TASK DIRECTIONS:
This exercise calls for every record to be set down again, exactly and in full.

EXTRACTED RECORDS:
PR #1573, opened 2015-07-07
Add additional columns to IPAddress model admin

szok:
Added:
- Additional columns to IPAddress
- Raw ID Fields to IPAddress and Rack

### DIFF
--- a/src/ralph/settings/dev.py
+++ b/src/ralph/settings/dev.py
@@ -21,3 +21,7 @@ DEBUG_TOOLBAR_CONFIG = {
 }
 
 ROOT_URLCONF = 'ralph.urls.dev'
+
+# Disable exception for the missing element in SiteTree
+# https://github.com/idlesign/django-sitetree/pull/157/files
+RAISE_ITEMS_ERRORS_ON_DEBUG = False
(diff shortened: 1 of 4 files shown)


src/ralph/settings/dev.py
```diff
@@ -21,3 +21,5 @@ def only_true(request):
 }
 
 ROOT_URLCONF = 'ralph.urls.dev'
+
+RAISE_ITEMS_ERRORS_ON_DEBUG = not DEBUG
```
vi4m: what is this? If it's really needed, comment it clearly

src/ralph/settings/dev.py
```diff
@@ -21,3 +21,7 @@ def only_true(request):
 }
 
 ROOT_URLCONF = 'ralph.urls.dev'
+
+# Disable exception for the missing element in SiteTree
+# https://github.com/idlesign/django-sitetree/pull/157/files
+RAISE_ITEMS_ERRORS_ON_DEBUG = not DEBUG
```
mkurek: why not explicitly False?

mkurek:
:ok:

ghost:
:ok:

EXERCISE ANSWER:
PR #1573, opened 2015-07-07
Add additional columns to IPAddress model admin

szok:
Added:
- Additional columns to IPAddress
- Raw ID Fields to IPAddress and Rack

### DIFF
--- a/src/ralph/settings/dev.py
+++ b/src/ralph/settings/dev.py
@@ -21,3 +21,7 @@ DEBUG_TOOLBAR_CONFIG = {
 }
 
 ROOT_URLCONF = 'ralph.urls.dev'
+
+# Disable exception for the missing element in SiteTree
+# https://github.com/idlesign/django-sitetree/pull/157/files
+RAISE_ITEMS_ERRORS_ON_DEBUG = False
(diff shortened: 1 of 4 files shown)


src/ralph/settings/dev.py
```diff
@@ -21,3 +21,5 @@ def only_true(request):
 }
 
 ROOT_URLCONF = 'ralph.urls.dev'
+
+RAISE_ITEMS_ERRORS_ON_DEBUG = not DEBUG
```
vi4m: what is this? If it's really needed, comment it clearly

src/ralph/settings/dev.py
```diff
@@ -21,3 +21,7 @@ def only_true(request):
 }
 
 ROOT_URLCONF = 'ralph.urls.dev'
+
+# Disable exception for the missing element in SiteTree
+# https://github.com/idlesign/django-sitetree/pull/157/files
+RAISE_ITEMS_ERRORS_ON_DEBUG = not DEBUG
```
mkurek: why not explicitly False?

mkurek:
:ok:

ghost:
:ok:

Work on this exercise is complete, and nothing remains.